» Input data

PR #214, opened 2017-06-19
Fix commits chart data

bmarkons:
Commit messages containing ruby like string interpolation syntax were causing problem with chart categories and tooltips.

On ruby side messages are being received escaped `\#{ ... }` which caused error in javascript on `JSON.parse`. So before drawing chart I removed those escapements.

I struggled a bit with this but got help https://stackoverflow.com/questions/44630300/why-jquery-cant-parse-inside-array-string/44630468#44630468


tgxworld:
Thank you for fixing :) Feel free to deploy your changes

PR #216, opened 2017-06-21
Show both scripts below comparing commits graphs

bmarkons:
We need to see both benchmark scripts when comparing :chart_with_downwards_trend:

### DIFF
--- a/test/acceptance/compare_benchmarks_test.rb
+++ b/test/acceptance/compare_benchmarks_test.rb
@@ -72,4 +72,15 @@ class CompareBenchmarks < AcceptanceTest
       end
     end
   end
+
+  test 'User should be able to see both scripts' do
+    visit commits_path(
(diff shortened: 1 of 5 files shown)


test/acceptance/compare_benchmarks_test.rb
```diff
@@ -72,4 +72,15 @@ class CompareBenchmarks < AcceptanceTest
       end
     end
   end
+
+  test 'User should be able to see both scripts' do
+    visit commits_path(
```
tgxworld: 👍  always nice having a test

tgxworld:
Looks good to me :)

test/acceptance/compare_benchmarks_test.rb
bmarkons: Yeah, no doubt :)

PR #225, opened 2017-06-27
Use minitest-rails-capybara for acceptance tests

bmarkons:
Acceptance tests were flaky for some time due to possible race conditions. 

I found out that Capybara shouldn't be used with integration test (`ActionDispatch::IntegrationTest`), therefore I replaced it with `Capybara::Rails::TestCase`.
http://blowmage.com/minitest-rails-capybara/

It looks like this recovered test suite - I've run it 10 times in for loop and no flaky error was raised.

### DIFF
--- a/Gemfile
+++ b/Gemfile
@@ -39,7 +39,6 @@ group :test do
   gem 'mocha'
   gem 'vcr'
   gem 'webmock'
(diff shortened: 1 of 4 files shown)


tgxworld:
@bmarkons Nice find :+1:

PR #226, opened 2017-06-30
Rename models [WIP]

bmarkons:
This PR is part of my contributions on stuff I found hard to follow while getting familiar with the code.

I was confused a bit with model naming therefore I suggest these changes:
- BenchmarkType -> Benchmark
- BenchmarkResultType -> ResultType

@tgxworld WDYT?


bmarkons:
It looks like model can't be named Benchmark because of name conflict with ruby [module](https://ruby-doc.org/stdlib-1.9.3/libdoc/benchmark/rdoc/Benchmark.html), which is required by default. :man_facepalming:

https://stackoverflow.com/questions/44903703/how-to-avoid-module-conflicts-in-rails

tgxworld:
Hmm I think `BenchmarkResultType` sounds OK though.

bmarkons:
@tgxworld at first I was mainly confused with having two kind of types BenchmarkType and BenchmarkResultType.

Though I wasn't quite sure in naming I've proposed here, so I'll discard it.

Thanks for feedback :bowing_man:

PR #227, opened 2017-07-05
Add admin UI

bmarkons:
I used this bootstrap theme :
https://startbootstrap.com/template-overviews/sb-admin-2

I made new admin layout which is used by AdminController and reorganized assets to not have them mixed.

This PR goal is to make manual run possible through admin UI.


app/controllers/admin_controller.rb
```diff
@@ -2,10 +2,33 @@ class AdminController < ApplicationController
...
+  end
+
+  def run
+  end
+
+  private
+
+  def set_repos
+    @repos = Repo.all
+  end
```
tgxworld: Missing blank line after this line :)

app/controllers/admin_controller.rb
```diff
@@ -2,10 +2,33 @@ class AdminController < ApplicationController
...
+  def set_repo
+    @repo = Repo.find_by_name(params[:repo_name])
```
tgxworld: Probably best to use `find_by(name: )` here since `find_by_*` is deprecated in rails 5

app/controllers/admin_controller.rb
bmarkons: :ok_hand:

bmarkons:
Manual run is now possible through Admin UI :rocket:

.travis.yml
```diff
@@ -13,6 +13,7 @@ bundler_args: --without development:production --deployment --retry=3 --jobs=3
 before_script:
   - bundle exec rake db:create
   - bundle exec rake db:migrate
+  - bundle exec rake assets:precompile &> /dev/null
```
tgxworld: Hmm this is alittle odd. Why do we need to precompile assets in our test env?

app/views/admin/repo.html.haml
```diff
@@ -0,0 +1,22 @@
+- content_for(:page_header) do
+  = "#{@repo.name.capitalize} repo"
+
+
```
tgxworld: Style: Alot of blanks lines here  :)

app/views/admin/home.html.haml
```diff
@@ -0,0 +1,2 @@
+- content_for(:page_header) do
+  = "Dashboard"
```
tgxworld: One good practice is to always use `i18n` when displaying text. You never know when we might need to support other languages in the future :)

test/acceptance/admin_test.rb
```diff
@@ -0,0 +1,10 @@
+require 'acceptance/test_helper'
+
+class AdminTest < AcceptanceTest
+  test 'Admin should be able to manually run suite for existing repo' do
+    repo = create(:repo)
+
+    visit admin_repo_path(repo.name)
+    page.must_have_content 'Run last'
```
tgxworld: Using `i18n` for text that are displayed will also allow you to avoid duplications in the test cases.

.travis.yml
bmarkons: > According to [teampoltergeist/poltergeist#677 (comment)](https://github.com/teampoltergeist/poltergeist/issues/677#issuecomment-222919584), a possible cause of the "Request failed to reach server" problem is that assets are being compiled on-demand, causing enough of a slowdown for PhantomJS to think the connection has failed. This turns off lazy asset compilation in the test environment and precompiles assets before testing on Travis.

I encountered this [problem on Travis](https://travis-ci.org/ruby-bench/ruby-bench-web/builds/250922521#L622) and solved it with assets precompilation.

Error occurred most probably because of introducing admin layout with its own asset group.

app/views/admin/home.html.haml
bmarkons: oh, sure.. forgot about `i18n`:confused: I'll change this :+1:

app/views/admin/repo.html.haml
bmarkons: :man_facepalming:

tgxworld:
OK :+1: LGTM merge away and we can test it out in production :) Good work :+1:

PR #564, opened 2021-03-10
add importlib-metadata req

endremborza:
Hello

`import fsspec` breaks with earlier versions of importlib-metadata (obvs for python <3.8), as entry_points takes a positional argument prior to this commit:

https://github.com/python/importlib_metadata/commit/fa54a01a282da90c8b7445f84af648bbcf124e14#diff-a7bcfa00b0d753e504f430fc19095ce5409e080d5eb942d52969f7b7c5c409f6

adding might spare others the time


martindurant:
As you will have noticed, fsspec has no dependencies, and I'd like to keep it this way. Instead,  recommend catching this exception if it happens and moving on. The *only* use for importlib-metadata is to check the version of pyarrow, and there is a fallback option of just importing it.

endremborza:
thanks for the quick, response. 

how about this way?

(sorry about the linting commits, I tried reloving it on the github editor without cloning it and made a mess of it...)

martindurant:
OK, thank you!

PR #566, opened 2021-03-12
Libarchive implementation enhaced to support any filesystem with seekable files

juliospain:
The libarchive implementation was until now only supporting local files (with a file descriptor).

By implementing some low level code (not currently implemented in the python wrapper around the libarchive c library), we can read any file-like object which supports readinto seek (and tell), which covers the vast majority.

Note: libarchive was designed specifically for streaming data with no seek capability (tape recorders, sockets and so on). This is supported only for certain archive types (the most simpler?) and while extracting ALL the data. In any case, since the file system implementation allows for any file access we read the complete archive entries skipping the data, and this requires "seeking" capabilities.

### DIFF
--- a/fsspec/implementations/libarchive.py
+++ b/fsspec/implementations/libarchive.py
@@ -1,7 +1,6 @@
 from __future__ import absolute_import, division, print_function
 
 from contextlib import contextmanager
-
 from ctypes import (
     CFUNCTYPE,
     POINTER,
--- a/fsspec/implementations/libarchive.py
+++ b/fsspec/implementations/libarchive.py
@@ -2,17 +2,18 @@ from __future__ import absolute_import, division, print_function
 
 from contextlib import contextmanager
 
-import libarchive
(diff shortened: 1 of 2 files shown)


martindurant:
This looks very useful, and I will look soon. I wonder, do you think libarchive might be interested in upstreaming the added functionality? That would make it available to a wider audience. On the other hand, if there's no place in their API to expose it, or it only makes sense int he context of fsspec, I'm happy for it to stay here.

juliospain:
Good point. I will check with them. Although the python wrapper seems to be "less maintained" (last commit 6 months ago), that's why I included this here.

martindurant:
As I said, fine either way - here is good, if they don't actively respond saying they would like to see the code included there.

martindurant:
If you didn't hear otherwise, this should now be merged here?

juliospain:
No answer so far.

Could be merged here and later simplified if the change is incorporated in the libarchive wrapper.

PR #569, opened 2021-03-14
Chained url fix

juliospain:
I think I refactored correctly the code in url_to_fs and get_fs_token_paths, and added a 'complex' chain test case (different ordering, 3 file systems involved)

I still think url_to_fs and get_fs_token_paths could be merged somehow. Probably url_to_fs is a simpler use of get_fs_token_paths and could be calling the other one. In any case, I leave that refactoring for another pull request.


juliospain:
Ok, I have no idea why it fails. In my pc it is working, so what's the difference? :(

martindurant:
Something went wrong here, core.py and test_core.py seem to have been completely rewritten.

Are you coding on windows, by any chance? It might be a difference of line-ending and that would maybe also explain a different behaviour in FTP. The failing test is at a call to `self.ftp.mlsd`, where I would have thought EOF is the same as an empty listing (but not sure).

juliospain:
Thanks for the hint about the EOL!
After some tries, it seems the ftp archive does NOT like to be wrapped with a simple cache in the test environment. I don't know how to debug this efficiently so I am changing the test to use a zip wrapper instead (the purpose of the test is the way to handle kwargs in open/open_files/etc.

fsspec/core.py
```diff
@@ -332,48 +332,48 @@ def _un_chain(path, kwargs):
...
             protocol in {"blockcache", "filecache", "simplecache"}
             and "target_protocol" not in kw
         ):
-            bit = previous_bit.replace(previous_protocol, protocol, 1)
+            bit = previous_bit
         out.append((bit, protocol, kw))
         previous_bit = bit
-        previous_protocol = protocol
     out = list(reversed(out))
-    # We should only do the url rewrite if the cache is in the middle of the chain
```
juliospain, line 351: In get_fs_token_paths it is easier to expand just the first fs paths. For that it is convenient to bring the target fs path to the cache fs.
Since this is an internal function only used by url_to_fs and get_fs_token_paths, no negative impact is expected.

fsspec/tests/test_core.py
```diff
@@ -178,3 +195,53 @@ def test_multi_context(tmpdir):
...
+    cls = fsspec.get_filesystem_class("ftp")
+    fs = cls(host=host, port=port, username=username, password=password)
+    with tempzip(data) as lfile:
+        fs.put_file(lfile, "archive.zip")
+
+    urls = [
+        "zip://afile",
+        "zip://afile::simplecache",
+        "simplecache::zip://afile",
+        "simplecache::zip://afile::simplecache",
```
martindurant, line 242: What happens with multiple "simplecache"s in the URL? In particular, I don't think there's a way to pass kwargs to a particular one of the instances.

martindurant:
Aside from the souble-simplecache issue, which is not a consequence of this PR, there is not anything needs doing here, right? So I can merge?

» What you should do
Your response should be the lines of the entries above that include the string "read".

» Expected answer
By implementing some low level code (not currently implemented in the python wrapper around the libarchive c library), we can read any file-like object which supports readinto seek (and tell), which covers the vast majority.
Note: libarchive was designed specifically for streaming data with no seek capability (tape recorders, sockets and so on). This is supported only for certain archive types (the most simpler?) and while extracting ALL the data. In any case, since the file system implementation allows for any file access we read the complete archive entries skipping the data, and this requires "seeking" capabilities.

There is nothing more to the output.